A History on Halon as a Fire Suppression Agent

When Halon 1301 came on the market in the 1960s it was used as the most effective gaseous fire fighting agent ever developed. It found widespread application in the protection of data processing rooms, telecommunications switches, art and historical collections, process control rooms, and many others. However, by the late 1980s a great deal of scientific evidence indicated that the agent was an ozone depleting chemical and the Montreal Protocol of 1987 required a phaseout of new production. Eventually, a handful of viable alternative agents were introduced to the commercial marketplace.

The new agents, including FM-200,  will all rapidly extinguish all classes of fire without causing any damage or requiring any extensive clean-up when discharged. They are all approved for use in occupied areas. They are environmentally sound and are all listed as approved replacements for Halon 1301 by the United States Environmental Protection Agency with no scheduled future phase-out. Each of the agents listed above have qualities that lend themselves to particular applications. National Fire Protection can help in the decision making process, by examining the fire protection need our sales staff can presents options as to the best system for you.

So What’s Wrong With My Existing Halon 1301 System?
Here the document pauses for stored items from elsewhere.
PR #10723, opened 2026-07-01
QML send change to lightning

accumulator:
Add change-to-lightning option in `ConfirmTxDialog`. 

This builds on the prep work done in #10694

Options available to the user in `ConfirmTxDialog` is now a `flag` on the finalizer, instead of a `showOptions` boolean property on the QML side. Sending change to lightning is disabled for sweeps and channel-opens.

### DIFF
--- a/electrum/gui/qml/components/ConfirmTxDialog.qml
+++ b/electrum/gui/qml/components/ConfirmTxDialog.qml
@@ -205,6 +205,27 @@ ElDialog {
                             helptext: Config.longDescFor('WALLET_COIN_CHOOSER_OUTPUT_ROUNDING')
                         }
 
+                        ElCheckBox {
+                            Layout.fillWidth: true
+                            visible: Daemon.currentWallet.isLightning && Daemon.currentWallet.lightningCanReceive.satsInt > 0
+                            text: Config.shortDescFor('WALLET_SEND_CHANGE_TO_LIGHTNING')
+                            onCheckedChanged: {
+                                if (activeFocus) {
+                                    Config.sendChangeToLightning = checked
+                                    finalizer.doUpdate()
+                                }
+                            }
+                            Component.onCompleted: {
+                                checked = Config.sendChangeToLightning
+                            }
+                        }
+
+                        HelpButton {
+                            visible: Daemon.currentWallet.isLightning && Daemon.currentWallet.lightningCanReceive.satsInt > 0
+                            heading: Config.shortDescFor('WALLET_SEND_CHANGE_TO_LIGHTNING')
+                            helptext: Config.longDescFor('WALLET_SEND_CHANGE_TO_LIGHTNING')
+                        }
+
                     }
                 }
 
--- a/electrum/gui/qml/components/ConfirmTxDialog.qml
+++ b/electrum/gui/qml/components/ConfirmTxDialog.qml
@@ -18,6 +18,8 @@ ElDialog {
     property alias amountLabelText: amountLabel.text
     property alias sendButtonText: sendButton.text
 
+    signal confirmed
+
     title: qsTr('Transaction Fee')
     iconSource: Qt.resolvedUrl('../../icons/question.png')
 
@@ -284,7 +286,7 @@ ElDialog {
                         : qsTr('Pay...')
                 icon.source: '../../icons/confirmed.png'
                 enabled: finalizer.valid
-                onClicked: doAccept()
+                onClicked: confirmed()
             }
         }
     }
--- a/electrum/gui/qml/components/ConfirmTxDialog.qml
+++ b/electrum/gui/qml/components/ConfirmTxDialog.qml
@@ -165,6 +165,7 @@ ElDialog {
                         id: optionslayout
                         width: parent.width
                         columns: 2
+                        rowSpacing: 0
 
                         ElCheckBox {
                             Layout.fillWidth: true
@@ -206,6 +207,7 @@ ElDialog {
                         }
 
                         ElCheckBox {
+                            id: cb_send_change_to_lightning
                             Layout.fillWidth: true
                             visible: Daemon.currentWallet.isLightning && Daemon.currentWallet.lightningCanReceive.satsInt > 0
                             text: Config.shortDescFor('WALLET_SEND_CHANGE_TO_LIGHTNING')
@@ -224,6 +226,16 @@ ElDialog {
                             visible: Daemon.currentWallet.isLightning && Daemon.currentWallet.lightningCanReceive.satsInt > 0
                             heading: Config.shortDescFor('WALLET_SEND_CHANGE_TO_LIGHTNING')
                             helptext: Config.longDescFor('WALLET_SEND_CHANGE_TO_LIGHTNING')
+                        }
+
+                        Label {
+                            visible: cb_send_change_to_lightning.visible && cb_send_change_to_lightning.checked
+                            color: constants.mutedForeground
+                            font.pixelSize: constants.fontSizeSmall
+                            text: finalizer.swapStatusMsg
+                            Layout.topMargin: -constants.paddingSmall
+                            Layout.leftMargin: cb_send_change_to_lightning.contentItem.leftPadding
+                                + cb_send_change_to_lightning.padding
                         }
 
                     }
--- a/electrum/gui/qml/components/ConfirmTxDialog.qml
+++ b/electrum/gui/qml/components/ConfirmTxDialog.qml
@@ -324,7 +324,7 @@ ElDialog {
                         ? qsTr('Finalize...')
                         : qsTr('Pay...')
                 icon.source: '../../icons/confirmed.png'
-                enabled: finalizer.valid
+                enabled: finalizer.valid && !finalizer.busy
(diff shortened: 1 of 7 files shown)


electrum/gui/qml/components/ConfirmTxDialog.qml
```diff
@@ -202,14 +206,16 @@ ElDialog {
...
                             heading: Config.shortDescFor('WALLET_COIN_CHOOSER_OUTPUT_ROUNDING')
                             helptext: Config.longDescFor('WALLET_COIN_CHOOSER_OUTPUT_ROUNDING')
                         }
 
                         ElCheckBox {
                             id: cb_send_change_to_lightning
                             Layout.fillWidth: true
-                            visible: Daemon.currentWallet.isLightning && Daemon.currentWallet.lightningCanReceive.satsInt > 0
+                            visible: finalizer.txOptions & TxFinalizer.TxOptions.SEND_CHANGE_TO_LIGHTNING
+                                && Daemon.currentWallet.isLightning && Daemon.currentWallet.lightningCanReceive.satsInt > 0
```
f321x, line 218: Maybe using `> submarine_swaps.MIN_SWAP_AMOUNT_SAT` would be more reliable UX than `> 0` as it is still not possible to receive change on lightning if the inbound liquidity is lower than the minimum swap amount.

electrum/gui/qml/qetxfinalizer.py
```diff
@@ -561,11 +613,97 @@ def signAndSend(self):
...
+        assert tx.get_dummy_output(DummyAddress.SWAP)
+
+        async def handle_swap_task():
+            try:
+                swap_dummy_output = tx.get_dummy_output(DummyAddress.SWAP)
+                swap_manager = self.swap_manager
+                transport = self.swap_transport
+
+                try:
+                    if not swap_manager.is_initialized.is_set():
```
f321x, line 640: If the user hasn't configured a swap provider already previously by doing a manual swap this will always time out and show "Will not send change to lightning" without a reason.

Would it be possible to let the `NostrSwapServerDialog` pop-up similar to the manual swap view if no swapserver was configured or the configured swapserver isn't active anymore?

Otherwise the user might never figure out how to actually find and select a swapserver.

electrum/gui/qml/components/WalletMainView.qml
```diff
@@ -703,12 +710,43 @@ Item {
...
+                        title: qsTr('Error'),
+                        text: [qsTr('Could not swap change'), message].join('\n\n'),
+                        iconSource: '../../../icons/warning.png'
+                    })
+                    dialog.open()
+                }
+                onSwapStart: {
+                    _swapwaitdialog = app.messageDialog.createObject(mainView, {
+                        title: qsTr('Please wait...'),
+                        text: [qsTr('waiting for lightning invoice'), ''].join('\n\n'),
```
f321x, line 726:
```suggestion
                        text: [qsTr('Requesting Submarine Swap for change...'), ''].join('\n\n'),
```

Might be easier to understand? It might not be clear to the user why they have to wait for a lightning invoice if they aren't aware of the swap technicalities.

Image

electrum/gui/qml/qetxfinalizer.py
```diff
@@ -561,11 +657,104 @@ def signAndSend(self):
...
+                except Exception as e:
+                    self._logger.info(f'swap error while requesting swap from server: {str(e)}')
+                    self.swapError.emit(str(e))
+                    return
+
+                try:
+                    if not self._wallet.wallet.sign_transaction(tx, self._wallet.password):
+                        raise Exception('tx not signed')
+                    self.swapStart.emit()
+                    funding_txid = await swap_manager.wait_for_htlcs_and_broadcast(
```
f321x, line 718: It's a bit weird that after the swap is funded it goes back to the `InvoiceDialog`, allowing the user to modify the `AmountEdit` and showing a incorrect `This invoice was already paid`, instead of showing the regular `Payment Sent` message popup. Maybe this is because the broadcast doesn't emit `broadcastSucceeded`?

Image

electrum/gui/qml/qetxfinalizer.py
```diff
@@ -561,11 +657,104 @@ def signAndSend(self):
...
+        async def handle_swap_task():
+            try:
+                swap_dummy_output = tx.get_dummy_output(DummyAddress.SWAP)
+                swap_manager = self.swap_manager
+                transport = self.swap_transport
+
+                try:
+                    if not swap_manager.is_initialized.is_set():
+                        await asyncio.wait_for(swap_manager.is_initialized.wait(), timeout=5)
+                except Exception as e:
```
f321x, line 692: Should the `Exception` branches in the swap task call `self.update()` after the tx has been mutated with the dummy address, so that if the user clicks "Pay" again after a failure he doesn't accidentally fund the failed swaps dummy address?

electrum/gui/qml/components/WalletMainView.qml
```diff
@@ -703,12 +710,43 @@ Item {
...
+                        iconSource: Qt.resolvedUrl('../../icons/info.png'),
+                        buttonText: qsTr('Cancel'),
+                        buttonIcon: Qt.resolvedUrl('../../icons/closebutton.png')
+                    })
+                    _swapwaitdialog.accepted.connect(function() {
+                        cancelSwap()
+                    })
```
f321x, line 733: Should clicking outside the dialog/back maybe also cancel the swap?
```qml
_swapwaitdialog.rejected.connect(function() {
    cancelSwap()
})
```
Alternatively we could also disallow closing the dialog by clicking outside so the user must either wait or click cancel.

electrum/gui/qml/qetxfinalizer.py
```diff
@@ -402,7 +439,9 @@ def __init__(
         make_tx: Callable[[int, FeePolicy], PartialTransaction] = None,
         accept: Callable[[PartialTransaction], None] = None,
     ):
-        super().__init__(parent)
+        TxFeeSlider.__init__(self, parent)
+        SubmarineSwapMixin.__init__(self, None)
```
f321x, line 443: `self.register_callbacks()` is not called in the `QETxFinalizer.__init__()`, so the `SubmarineSwapMixin` callbacks will never emit `swapAvailabilityChanged`

electrum/gui/qml/qetxfinalizer.py
```diff
@@ -490,10 +576,20 @@ def update(self):
             self._logger.debug('wallet not set, ignoring update()')
             return
 
+        send_change_to_lightning = self._send_change_to_lightning()
+        if send_change_to_lightning:
```
f321x, line 580: If the relay connection fails `swapAvailabilityChanged` calls `update()` which then tries to prepare the swap transport again, so this is a infinite loop. On desktop we try to connect only once, maybe we should temporarily disable change to lightning if it isn't possible to connect or discover swap providers?

electrum/gui/qml/qetxfinalizer.py
```diff
@@ -411,6 +450,24 @@ def __init__(
...
+        self._busy = False
+        self.swap_task: Future = None
+
+        self.swapAvailabilityChanged.connect(self.on_swap_availability_changed, Qt.ConnectionType.QueuedConnection)
+
+        self.destroyed.connect(lambda: self.on_destroy())
+
+    def on_destroy(self):
+        self._logger.debug('on_destroy')
+        self.swap_transport_cleanup()
```
f321x, line 463: This raises trying to emit `swapAvailabilityChanged` after the `QETxFinalizer` has been destroyed:
```
311.03 | I | submarine_swaps.NostrTransport | connected relays: ['wss://relay.getalby.com/v1', 'wss://relay.damus.io', 'wss://nostr.einundzwanzig.space', 'wss://nostr.mom', 'wss://nos.lol', 'wss://relay.primal.net', 'wss://ftp.halifax.rwth-aachen.de/nostr']
311.07 | D | gui.qml.qetxfinalizer | on_destroy
311.08 | E | concurrent.futures | exception calling callback for <Future at 0x7f98a020b1e0 state=cancelled>
  File "/usr/lib64/python3.14/concurrent/futures/_base.py", line 335, in _invoke_callbacks
    callback(self)
    ~~~~~~~~^^^^^^
  File "/var/home/user/code/code_vm/electrum-2/electrum/gui/common_qt/swaps.py", line 85, in transport_initialize_done
    self.swapAvailabilityChanged.emit()
    ^^^^^^^^^^^^^^^^^^^^^^^^^^^^
RuntimeError: wrapped C/C++ object of type QETxFinalizer has been deleted
311.08 | I | submarine_swaps.NostrTransport | shutting down nostr transport
311.14 | I | submarine_swaps.NostrTransport | taskgroup stopped.
311.15 | I | submarine_swaps.NostrTransport | nostr transport shut down
```

electrum/gui/qml/components/WalletMainView.qml
f321x, line 161:
```suggestion
                        finalizerDialog.close()
```

Pressing "Sweep" in a watch-only wallet doesn't close the sweep view anymore. I guess `close()` needs to be replaced with `finalizerDialog.close()`.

Beside the fact that Halon 1301 is a known ozone depleting chemical, there is absolutely nothing wrong with existing Halon systems if they are properly maintained. As stated previously, Halon 1301 is an excellent fire suppression agent. It is versatile and effective on all classes of fire. It is clean, leaving no harmful residue behind to clean up after discharge. And it is cost effective, especially when compared with the cost of replacing damaged equipment or loss of the use of your business facility. But there is one very important thing to remember regarding Halon 1301 – it is no longer being made.

That means that the only Halon 1301 that is commercially available was produced prior to January 1st 1994. There is reclaimed Halon 1301 available if your existing systems discharges, but the supply is indefinite so the price can fluctuate widely depending on availability. Call Swartz Fire & Safety to review your system and the alternatives available.

Current Status of Halon 1301 Systems

If you have halon systems currently installed in your company facilities and they are located in the United States, you need to know the following facts:

  • You are under no legal obligation to remove systems from service.
  • There is no federal legal requirement to remove systems from service by any specific date.
  • You may legally recharge your system in the event of a discharge
  • Recycled agent is still commonly available for fire system recharge.
  • No new agent 1301 is being manufactured
  • You should plan the replacement of your systems with a halon alternative.